As mentioned above, using function pointers as an interface for portable drivers and libraries is a common practice in C programming. Below is just another way of implementing portability by utilizing the _Generic
keyword.
Alternative Solution: Preprocessor Definition, but with Type Safety Checks
In this solution, our library doesn’t require a SysShell_init
function to get interface function pointers as parameters. Instead, we only need the following definition in the header file. The header file can be part of the library or a specific header file provided by the user:
#define SYS_SHELL_SEND_STR Uart_SendString
Then, SysShell_SendWelcomeStr
uses the SYS_SHELL_SEND_STR
definition:
int SysShell_SendWelcomeStr(void) {
const char* welcome_str =
"----------- Sys Shell -----------\r\n"
"Type 'help' for more information\r\n"
"> ";
SYS_SHELL_SEND_STR(welcome_str);
}
Okay, but after all, what’s so special here? We all know that using the preprocessor, we can replace text so that a generic function name can be transformed into our platform-specific function name. The problem is that these preprocessor definitions can be error-prone. You can “assign” anything to SYS_SHELL_SEND_STR
, and if the function prototype is completely wrong, then the build will surely fail. However, in the case of more subtle but dangerous mismatches, such as the already mentioned char*
instead of const char*
, the result might be unpredictable.
The use of _Generic
allows us to ensure that the user implementation and the function signature are exactly as expected.

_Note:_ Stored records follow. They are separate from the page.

PR #371, opened 2021-11-08
implemented MapMaxPow2Feedback

domenukk:
This adds a new feedback that only tracks new testcases if the edges count has at least a pow2 distance to the last

### DIFF
--- a/libafl/Cargo.toml
+++ b/libafl/Cargo.toml
@@ -46,7 +46,7 @@ serial_test = "0.5"
 [dependencies]
 tuple_list = { version = "0.1.3" }
 hashbrown =  { version = "0.11", features = ["serde", "ahash-compile-time-rng"], default-features=false } # A faster hashmap, nostd compatible
-num = { version = "0.4.0", default-features = false }
+num-traits = { version = "0.2", default-features = false }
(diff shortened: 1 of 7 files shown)


andreafioraldi:
Why a new feedback? You can filter in the observer, see the HitcountsMapObserver

domenukk:
Filtering the feedback makes sense in general, I think. I forgot the observer does this internally, and it seems counter intuitive to have an active observer - but the impl is probably more performant.
Anyway, why not have both? The feedback will work with any int type

domenukk:
@andreafioraldi added a OneOrFilled filter, maybe this makes some sense, at least for minimizing number of corpus entires

andreafioraldi:
> @andreafioraldi added a OneOrFilled filter, maybe this makes some sense, at least for minimizing number of corpus entires

For me it's better to have in the observer, so that when the observed is serialized for LLMP is already ready and the other clients avoid to filter again

domenukk:
other clients might use other feedbacks and strategies. Since It shouldn't have runtime overhead if it's not being used, why not offer both?

domenukk:
@andreafioraldi any reason against the filters? It's flexibility and doesn't cost much (apart from adding another generic..)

First, let’s define a macro that checks if expr
is of expected_type
. It evaluates to 1 when the expression type matches the expected type, and 0 otherwise:
#define TYPE_CHECK(expr, expected_type)\
_Generic((expr), expected_type: 1, default: 0)

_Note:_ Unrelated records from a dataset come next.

PR #376, opened 2021-11-12
Fix api

tokatoka:
fuzz_loop_for and fuzz_loop's api are inconsistent


domenukk:
I would order the state before the executor, @andreafioraldi what do you think

tokatoka:
then we need to change fuzz_loop instead

andreafioraldi:
> I would order the state before the executor, @andreafioraldi what do you think

be consistent with Stage too

tokatoka:
then the current change is the right order.

PR #377, opened 2021-11-12
Disk sync

### LINKED ISSUE #133: Implement AFL++ like testcase syncing
While we sync testcases with LLMP and this is a way better than what afl-fuzz does, we should still implement this to take testcases from different fuzzers such as AFL++ honggfuzz and libfuzzer

andreafioraldi:
This closes #133

### DIFF
--- a/libafl/src/stages/mod.rs
+++ b/libafl/src/stages/mod.rs
@@ -26,6 +26,11 @@ pub use concolic::ConcolicTracingStage;
 #[cfg(feature = "std")]
 pub use concolic::SimpleConcolicMutationalStage;
 
+#[cfg(feature = "std")]
+pub mod sync;
+#[cfg(feature = "std")]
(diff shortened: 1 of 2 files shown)


andreafioraldi:
(cc @vanhauser-thc this can be used to take testcases from the AFL++ queue)

tokatoka:
I think we want to add a mechanism like 
"execute this stage X once in 1000 iters"

I think we don't want to call sync stage from disk in every `fuzz_one`?

andreafioraldi:
> I think we want to add a mechanism like "execute this stage X once in 1000(or 100, 10000, whatever number) iters"
> 
> I think we don't want to call sync stage from disk in every `fuzz_one`?

Then simply wrap in a stage that does this

```
perform() {
    if rand() % PROBABILITY {
         innser.perform()
    }
}
```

/* Our interface definition */
#define SYS_SHELL_SEND_STR Uart_SendString
/* TYPE_CHECK(SYS_SHELL_SEND_STR, int (*)(const char*)) will:
* - return 1 if Uart_SendString signature is
"int Uart_SendString(const char* str)"
* - return 0 if Uart_SendString is of any other type,
including function with non-const char* parameter:
"int Uart_SendString(char* str)"
*/
Then we can use a static assertion, which evaluates the TYPE_CHECK
at compile time:
#include <assert.h>
static_assert(TYPE_CHECK(SYS_SHELL_SEND_STR, int (*)(const char*)),
"Wrong SYS_SHELL_SEND_STR pointer type");
When a bad interface is defined, the compiler will display an error message that we write in the assertion, making it very clear for the user what is wrong. For example, the GCC error output in case of a failed assertion would be:
error: static assertion failed: "Wrong SYS_SHELL_SEND_STR pointer type"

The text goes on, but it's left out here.